All the actual customer data is stored in databases so that's why SQL is needed. And then to access those databases you call various in-house cobol systems with the right parameters. SQL is good for the type of business logic that these systems do, for example niche cases like FATCA and CRS tax reporting and tons of legal details like that, to organize the business requirements it's embedded in the cobol programs as DB2. When you want to send out mails daily, monthly, quarterly, yearly, and so on, in ten different modes depending on a parameter, with different variants depending on user and organization data that's an orchestration done in mainframe OPC scheduler with various applications with jcl and proclib, and I think SQL is too strictly logical and can't do the fuzzy parts with strings and files and system communications to be economical as a full replacement. I'm pretty new so I don't understand most of the stuff honestly which is why I'm throwing out a word salad here.

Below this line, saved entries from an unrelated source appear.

PR #652, opened 2026-05-14
fix(dispatcher): honour `:causation_id` dispatch option on persisted events

### LINKED ISSUE #624: Causation ID should point from event to event, not commands
I use the Commanded library including directly reading events from the underlying EventStore. Due to the way Commanded implements `causation_id`, I find that I cannot track the chain of causation from event to event for multi-event chains. This is due to the fact that by default, commands are not persisted, and even if the command audit middleware is used, you would have to stitch together data from 2 separate data stores to establish a chain of causation.

In short, I would like to make a case for changing this behavior or allowing a configuration flag to do so.

**Conceptual / Philosophical Case**

Commands, whether kept in an audit log are not, are intended to be ephemeral entities in a CQRS/ES system. You should not have to replay commands (or retain commands at all once processed) to reconstruct a chain of causation, only events.

**Use-As-Intended Case**

`causation_id` is a concept in [EventStore](https://hexdocs.pm/eventstore/EventStore.html) that is bubbled up by Commanded. The EventStore docs say:
> causation_id - an optional UUID identifier used to identify which message you are responding to.

Note that the term "message" is used throughout the EventStore docs to refer specifically to a stored event. In other words, `causation_id` should be an event ID, not an ID of something external to EventStore. Setting it to something outside EventStore makes it difficult to use the powerful subscription and replay abilities that EventStore provides.

**Practical Case**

We do have java and .NET parts that we communicate with, built around bought solutions that needed integration. Airflow would have to be integrated in the same way but can't be a full replacement

Thank you for your comment!

Handling the DAG architecture in a batched system is exactly what airflow does. Do this, wait here, when it is done do that. So the DAG acronym is entirely appropriate for this discussion.

And you can have tasks in Airflow that send out mails, quarterly that depends on the quarterly summary to be executed.

So my idea here is to

- Ingest all raw data into e.g. BigQuery. - Combine it the way you want with SQL - Add tables with email addresses etc for customer adaptations along with parameters - Join with those table to create custom adaptations. - Add output layer stuff (email, upload to custom file system etc).

Now you have one place and one language for your logic. Given that this part of the system is inherently batched that is. If it is real time/streaming it will not work.

The "can't do the fuzzy parts with strings and files and system communications" needs to be defined. This is the rot in the system, the ghost in the closet that everyone is afraid of approaching.

There's a good discussion of this at https://medium.com/the-technical-archaeologist/is-cobol-hold....

It starts off by suggesting that it's all about how COBOL's superiority stems from having support for Binary Code Decimal as a language-level element, rather than having to be imported via a library (the overhead of which really starts to matter at the volume of transactions which COBOL is typically required to handle). But then broadens the discussion out to argue that the intrinsic shape of the COBOL environment "stack allocation, pointers, unions with no run-time cost of conversion between types, and no run-time dispatching or type inference" is fundamentally different from languages like Java or C#, and those differences provide provide performance benefits which cannot be easily obtained in those other languages.